My noble friend Lady Altmann asked about the use of independent domestic violence advocates, and, where they are provided, whether by local authorities or local health services, they will indeed provide support for all victims, including older people and people with disabilities. She also asked about training, which we will have an opportunity to discuss further when we
come to Amendment 53, in the name of the noble Baroness, Lady Armstrong of Hill Top—so I hope she will forgive me if I return to that point then.
Finally, Amendments 10 and 14, in the names of my noble friend Lord Randall of Uxbridge and the noble and learned Baroness, Lady Butler-Sloss, in effect seek to expand the definition of domestic abuse so that it covers people who either live in the same household or are regular visitors to that household. Extending the definition of “personally connected” to cover those who live with, or are exposed to, perpetrators to whom they are not personally connected would, again, unhelpfully stretch the definition of domestic abuse. It would then encompass a whole range of people who live together or visit one another but who are not actually personally connected, such as landlords, tenants or friends—a point raised by my noble friend Lord Bourne of Aberystwyth and others.
This is emphatically not to say that we do not recognise the impact of all abuse, regardless of whether the victim is personally connected to the perpetrator. For adults who are experiencing abuse at the hands of a person with whom they live, but to whom they are not personally connected, there are existing protections, such as the offences under the Protection from Harassment Act 1997. In addition, a number of safeguards are in place to protect children not personally connected to their abuser: these are captured under the broad definition of “harm” in the Children Act 1989. The definition of “harm” is not limited to a child being related to the perpetrator of the victim.
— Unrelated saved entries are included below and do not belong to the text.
PR #599, opened 2016-05-20
comment replies

ajacksified:
UI in place; API stubbed.

👓 @schwers

### DIFF
--- a/src/app/router/handlers/CommentsPage.js
+++ b/src/app/router/handlers/CommentsPage.js
@@ -1,7 +1,10 @@
 import { BaseHandler, METHODS } from '@r/platform/router';
+import * as platformActions from '@r/platform/actions';
 import { models } from '@r/api-client';
+
 import { cleanObject } from 'lib/cleanObject';
 import * as commentsPageActions from 'app/actions/commentsPage';
+import * as commentActions from 'app/actions/comment';
 import { fetchUserBasedData } from './handlerCommon';
 
 const { POST_TYPE } = models.ModelTypes;
@@ -36,6 +39,7 @@ export default class CommentsPage extends BaseHandler {
     });
   }
 
+
   async [METHODS.GET](dispatch, getState/*, utils*/) {
     const state = getState();
     if (state.platform.shell) { return; }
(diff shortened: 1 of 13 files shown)


src/app/router/handlers/CommentsPage.js
```diff
@@ -45,4 +49,30 @@ export default class CommentsPage extends BaseHandler {
...
+    if (!state.session.isValid) {
+      return dispatch(platformActions.setPage('/login'));
+    }
+
+    try {
+      dispatch(commentActions.reply(thingId, text));
+
+      // Go back to the state before the comment form was opened, if we can go
+      // back. Otherwise, redirect to the redirectUrl passed in.
+      if (history && state.platform.history.length > 2) {
```
ajacksified: I think we should build back functionality into platform that works on both server and client - which also means implementing referrer in platform.

src/app/router/handlers/CommentsPage.js
```diff
@@ -45,4 +49,30 @@ export default class CommentsPage extends BaseHandler {
...
+    if (!state.session.isValid) {
+      return dispatch(platformActions.setPage('/login'));
+    }
+
+    try {
+      dispatch(commentActions.reply(thingId, text));
+
+      // Go back to the state before the comment form was opened, if we can go
+      // back. Otherwise, redirect to the redirectUrl passed in.
+      if (history && state.platform.history.length) {
```
ajacksified: We should build `back` functionality into platform that works on both server and client - which also means implementing referrer in platform.

src/app/router/handlers/CommentsPage.js
```diff
@@ -45,4 +49,30 @@ export default class CommentsPage extends BaseHandler {
...
+        return history.go(-1);
+      } else {
+        // todo fix after implementing referrer
+        // dispatch(platformActions.navigateToUrl(METHODS.GET, '/'));
+      }
+    } catch (e) {
+      console.log('Error commenting');
```
ajacksified: We should also add error handling to future sprint planning; toasts would be nice.

src/app/router/handlers/CommentsPage.js
schwers: Agreed, Subreddit subscribe needs it as well

src/app/router/handlers/CommentsPage.js
```diff
@@ -45,4 +49,30 @@ export default class CommentsPage extends BaseHandler {
     dispatch(commentsPageActions.fetchCommentsPage(commentsPageParams));
     fetchUserBasedData(dispatch);
   }
+
+  async [METHODS.POST](dispatch, getState/*, utils*/) {
+    const { thingId, text } = this.bodyParams;
+
+    const state = getState();
+
+    if (!state.session.isValid) {
```
schwers: This check isn't quite right, `await`'s inside functions called in `dispatchBeforeSession` don't actually 'wait' before the handler is run. So you can have a valid `accessToken` but be in the middle of refreshing. This should probably use `waitForState`

src/app/router/handlers/CommentsPage.js
schwers: toasts++

schwers:
:fish:

PR #603, opened 2016-05-31
2X Subreddit sidebar and subnav. Converts lodash imports to easier syntax too

schwers:


schwers:
👓 @ajacksified

src/app/pages/SubredditAbout.jsx
```diff
@@ -0,0 +1,36 @@
...
+      href={ `/r/${subredditName}` }
+    >
+      { `r/${subredditName}` }
+    </BackAnchor>
+  </div>
+);
+
+export const SubredditAboutPage = props => {
+  const { subredditName } = props.urlParams;
+  console.log('subreddit page sees', subredditName, props);
```
ajacksified: 🚫

ajacksified:
A page you don't have access to - such as `http://localhost:8888/r/ajacksified_qa/about` - just shows the loading icon forever. Maybe a "Sorry, you cannot access this subreddit" message, with a "try logging in" link if you don't have a user?

We don't get info about whether it's because it's quarantined, private, or whatever, but that would be better than nothing.

Also, just the console.log above.

💅

schwers:
💇

src/app/reducers/subredditRequests.js
```diff
@@ -24,6 +24,13 @@ export default (state=DEFAULT, action={}) => {
       return merge(state, { [name]: { loading: false } });
     }
 
+    case subredditActions.FAILED_SUBREDDIT: {
+      const { name } = action;
+      const currentRequest = state[name];
+      if (!(currentRequest && currentRequest.loading)) { return state; }
+
+      return merge(state, { [name]: { loading: false, failed: true } });
```
ajacksified: how do you feel about making `failed` a typed error with a more descriptive message? `{ status: 403, message: 'unauthorized' }`, or something like that.

schwers: I like the idea, the status codes make me hesitant. Quarantined subreddits 404 (when they should maybe 403?) so it seems like for now we would still just be checking for the presence of an error. Would you be okay with me adding it in a separate commit that has error pages / "please try reloading" messages?

ajacksified:
:fish: - we can do better errors in a different pr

On Amendment 14, I hope I can offer the noble and leaned Baroness, Lady Butler-Sloss, some reassurance. Under Clause 3, a child is to be regarded as a victim of domestic abuse if he or she
“sees or hears, or experiences the effects”
of domestic abuse and is related either to the direct victim of the abuse or to the perpetrator. As such, in the scenario she set out at Second Reading and in Committee today, as echoed by the noble Lord, Lord Rooker, of an abusive man living in a house with his victim and her children, where that man is not the father of the children, those children would still be regarded as victims of domestic abuse under Clause 3 by virtue of their relationship with the abused mother.
I hope noble Lords will accept my point about retaining the importance of domestic abuse as a distinct form of abuse in the Bill, and will be reassured that the many and important areas that they have raised in the debate are already covered in existing statutes. I hope that the noble and learned Baroness will be willing to withdraw her amendment.